- What is required
Please return every line in the entries below with the word "tabs" in it.

Start of Block

Issue #48, opened 2019-04-03
Preserve vertical scroll position when switching tabs


bvaughn:
Changing between the Elements and Profilers tab loses the vertical scroll position of each.

PR #93, opened 2019-04-08
Preserve state when switching tabs

gaearon:
Fixes https://github.com/bvaughn/react-devtools-experimental/issues/48.

At first I considered only preserving the scroll state. However on a second thought I realized I'd prefer the tree to stay there. For example if I'm in a middle of inspecting some component's props and then jump to Profiler and back, I don't want my right pane scroll to reset either. As we add more interactivity to the right pane (e.g. expanding props / nested Hooks deeper), this problem will keep coming up.

So I just keep all tabs mounted once they are. I use the `hidden` prop which in Concurrent Mode should make inactive tab updates low pri. Seems like it doesn't break anything, but we can also switch to `display: none` if it ends up being a problem.

### DIFF
--- a/shells/browser/shared/src/main.js
+++ b/shells/browser/shared/src/main.js
@@ -154,6 +154,14 @@ function createPanelIfReactLoaded() {
 
       initBridgeAndStore();
 
+      function ensureInitialHTMLIsCleared(container) {
+        if (container._hasInitialHTMLBeenCleared) {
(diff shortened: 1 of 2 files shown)


hristo-kanchev:
Nice! 
I was actually taking a look at this while on my lunch break.

Preserving the scroll state would've probably turned out messy.

PR #94, opened 2019-04-08
Rename "owner stack" label to "rendered by"

gaearon:
I think most people don't know what an "owner" is. Additionally, "stack" has unnecessary computer science connotations. Admittedly, there's a notion of "call stack" but especially beginners don't necessarily know that this is how you call the thing that you get after the error.

This wording seems a bit friendlier to me, and more immediately useful:

Screen Shot 2019-04-08 at 3 40 22 PM


bvaughn:
Seems reasonable

Issue #59, opened 2019-04-04
Keep DOM Elements in sync with Components selection


gaearon:
I miss the behavior of old DevTools that kept Chrome Elements and the React Components selection state in sync. I don't know how hard it would be to implement, but filing to look later.

Maybe somebody in open source can contribute?

bvaughn:
That's what this TODO is about btw:
https://github.com/bvaughn/react-devtools-experimental/blob/bfbb4ac545514d682a330087ff4be77aeab273f1/shells/browser/shared/src/main.js#L174

Avi98:
@bvaughn and @gaearon I would really love to contribute. If nobody is working on it, I can work on it.

gaearon:
Sure!

gaearon:
@Avi98 Did you get time to look into it yet? It seems pretty annoying to not have this feature so if you're busy and don't anticipate having time to build it, I'd like to get it in sooner.

Avi98:
Hi @gaearon, I've been busy lately but got some time to dig into it. I'll be needing some more time. Meanwhile, I don't want to be a blocker, So you can take up the work.

gaearon:
Did you manage to get something initial working? I'd like to finish this today but some pointers would be helpful.

Avi98:
No, I have not started anything, but I was going through react-devtools  code base to find out how they were doing it and found out this code `  chrome.devtools.panels.create('React', '', 'panel.html', function(panel) {
      var reactPanel = null;
      panel.onShown.addListener(function(window) {
        // when the user switches to the panel, check for an elements tab
        // selection
        window.panel.getNewSelection();
        reactPanel = window.panel;
        reactPanel.resumeTransfer();
      });
      panel.onHidden.addListener(function() {
        if (reactPanel) {
          reactPanel.hideHighlight();
          reactPanel.pauseTransfer();
        }
      });
    });`
 see if this could be of anyhelp

Avi98:
I have made a [gist](https://gist.github.com/Avi98/37cddcf7a486bf993d85f94c42391304)

gaearon:
Nice, thanks

gaearon:
https://github.com/bvaughn/react-devtools-experimental/pull/99

PR #99, opened 2019-04-08
Sync DevTools Elements and Components tabs

gaearon:
Fixes https://github.com/bvaughn/react-devtools-experimental/issues/59.

This implements two-way syncing between the DevTools Elements tab and the React Components tab.

I think in most cases this is what you want. Especially now that we don't show the host nodes, and so you often need to switch to Elements to play with them.

Screen Recording 2019-04-08 at 08 47 PM

I'm not sure if there are any cases where the two-way binding gets in the way. Maybe we could offer an option to disable it as an escape hatch. Or maybe there's some smarter heuristic we could use.

### DIFF
--- a/shells/browser/shared/src/main.js
+++ b/shells/browser/shared/src/main.js
@@ -85,6 +85,16 @@ function createPanelIfReactLoaded() {
           );
         });
 
+        // Remember if we should sync the browser DevTools to the React tab.
+        // We'll only do that if user intentionally chooses a different React component.
+        let lastSelectedID = null;
+        bridge.addListener('selectElement', ({ id }) => {
+          if (!hasReactSelectionChanged && lastSelectedID !== id) {
+            hasReactSelectionChanged = true;
+            lastSelectedID = id;
+          }
+        });
+
         // This flag lets us tip the Store off early that we expect to be profiling.
         // This avoids flashing a temporary "Profiling not supported" message in the Profiler tab,
         // after a user has clicked the "reload and profile" button.
@@ -180,12 +190,20 @@ function createPanelIfReactLoaded() {
         );
       }
 
+      let hasReactSelectionChanged = false;
+
       function maybeSetBrowserSelectionFromReact() {
+        // Don't change the browser element selection when navigating away
+        // from the Components tab if the user didn't change the React selection.
+        if (!hasReactSelectionChanged) {
+          return;
+        }
+        hasReactSelectionChanged = false;
         chrome.devtools.inspectedWindow.eval(
           '(window.__REACT_DEVTOOLS_GLOBAL_HOOK__.$0 != null)' +
             '  ? (inspect(window.__REACT_DEVTOOLS_GLOBAL_HOOK__.$0), true)' +
             '  : false',
-          (didChangeSelection, error) => {
+          (_, error) => {
             if (error) {
               console.error(error);
             }
--- a/shells/browser/shared/src/main.js
+++ b/shells/browser/shared/src/main.js
@@ -162,10 +162,43 @@ function createPanelIfReactLoaded() {
         container._hasInitialHTMLBeenCleared = true;
       }
 
+      function maybeSetReactSelectionFromBrowser() {
+        // When the user chooses a different node in the browser Elements tab,
+        // copy it over to the hook object so that we can sync the selection.
+        chrome.devtools.inspectedWindow.eval(
+          // Don't reset selection if it didn't change in Elements tab.
+          '(window.__REACT_DEVTOOLS_GLOBAL_HOOK__.$0 !== $0)' +
+            '  ? (window.__REACT_DEVTOOLS_GLOBAL_HOOK__.$0 = $0, true)' +
+            '  : false',
+          (didChangeSelection, error) => {
+            if (error) {
+              console.error(error);
+            } else if (didChangeSelection) {
+              bridge.send('syncSelectionFromBrowserTools');
+            }
+          }
+        );
+      }
+
+      function maybeSetBrowserSelectionFromReact() {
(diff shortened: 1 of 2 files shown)


gaearon:
One plausible heuristic could be “don’t change DOM child if we manually selected a different DOM node and didn’t change the component selection since last time”.

Then at least it won’t change if you intentionally choose a different one. 

I’m too tired to implement it today but it would likely be a good change.

gaearon:
OK, I pushed up a version that tracks whether React selection changed before trying to reset the browser one. I think this should be good enough now.

shells/browser/shared/src/main.js
```diff
@@ -85,6 +85,16 @@ function createPanelIfReactLoaded() {
           );
         });
 
+        // Remember if we should sync the browser DevTools to the React tab.
+        // We'll only do that if user intentionally chooses a different React component.
+        let lastSelectedID = null;
+        bridge.addListener('selectElement', ({ id }) => {
+          if (!hasReactSelectionChanged && lastSelectedID !== id) {
```
bvaughn: This looks wrong. We won't ever update `lastSelectedID` after the first time?

bvaughn: Ah. I see what you're doing. I think the name of `lastSelectedID` just  confused me. It seemed like we should be updating it each time a new "selectElement" message was sent, but in this case we're just using it to decide when to set `hasReactSelectionChanged`.

I don't think we need it. Pretty sure we can just set `hasReactSelectionChanged = true` any time a "_selectElement_" message is sent. (We only send this message when a _new_ element is selected in the tree.)

```js
bridge.addListener('selectElement', ({ id }) => {
  hasReactSelectionChanged = true;
});
```

src/backend/agent.js
```diff
@@ -87,6 +87,10 @@ export default class Agent extends EventEmitter {
     bridge.addListener('startProfiling', this.startProfiling);
     bridge.addListener('stopInspectingDOM', this.stopInspectingDOM);
     bridge.addListener('stopProfiling', this.stopProfiling);
+    bridge.addListener(
+      'syncSelectionFromBrowserTools',
+      this.syncSelectionFromBrowserTools
```
bvaughn: trivial nit: How do you feel about replacing "_BrowserTools_" with "_ElementsPanel_" ? Seems more specific.

shells/browser/shared/src/main.js
gaearon: That was my first attempt and it didn’t work because this message would get sent in other cases (such as when we sync DevTools *to* match the DOM node).

shells/browser/shared/src/main.js
```diff
@@ -162,10 +162,43 @@ function createPanelIfReactLoaded() {
...
+            }
+          }
+        );
+      }
+
       let currentPanel = null;
 
       chrome.devtools.panels.create('⚛ Components', '', 'panel.html', panel => {
         panel.onShown.addListener(panel => {
+          maybeSetReactSelectionFromBrowser();
```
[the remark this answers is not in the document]
gaearon: Do you mean you’d like to change something? Not sure I understood.

src/backend/agent.js
gaearon: Wanted to make it somehow clear that this isn’t taking about any of our own panels.

shells/browser/shared/src/main.js
bvaughn: Hmm...it seemed to work in my testing.

src/backend/agent.js
```diff
@@ -292,6 +296,14 @@ export default class Agent extends EventEmitter {
     if (renderer == null) {
       console.warn(`Invalid renderer id "${rendererID}" for element "${id}"`);
     } else {
+      // Update the active DOM node on the global hook object.
+      // The content script will read this to update window.$0
+      // when we switch tabs.
+      let node: HTMLElement | null = null;
+      node = ((renderer.findNativeByFiberID(id): any): HTMLElement);
```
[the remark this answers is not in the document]
gaearon: Bad copy paste

shells/browser/shared/src/main.js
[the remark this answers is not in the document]
bvaughn: No. I was just saying that I like how this is implemented, only updating once rather than on-selection.

src/backend/agent.js
bvaughn: Yeah, I guess "browser tools" just means nothing to me.

shells/browser/shared/src/main.js
gaearon: It’s a bit tricky to test this specific piece. You’ll want to:

* select DOM node
* switch to Components
* switch back
* select a node that’s unrelated but doesn’t belong to another React component (like document head or some host sibling that’s still in the same React component)
* switch again to Components
* switch back again

The intended result is that DOM selection should stay on the host node you last chose. But with the approach you’re suggesting it would get reset again.

src/backend/agent.js
gaearon: Maybe “native elements tab”?

bvaughn: 👍

shells/browser/shared/src/main.js
gaearon: Hmm. Actually I can't repro this anymore. Maybe I did something wrong when I tested. Your suggestion sounds good.

gaearon:
Here's a quirky scenario:

* Select DOM node that belongs to a component but isn't its main node
* Switch to Components
* Switch back to Elements

I think in this case we shouldn't reset the selection to component's main node. But currently we do.

In other words, I wouldn't expect just switching between here, there, and back, to ever change the selection.

gaearon:
With last change I feel good about this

End of Block

- Result of this exercise
Preserve vertical scroll position when switching tabs
Preserve state when switching tabs
So I just keep all tabs mounted once they are. I use the `hidden` prop which in Concurrent Mode should make inactive tab updates low pri. Seems like it doesn't break anything, but we can also switch to `display: none` if it ends up being a problem.
Sync DevTools Elements and Components tabs
+      // when we switch tabs.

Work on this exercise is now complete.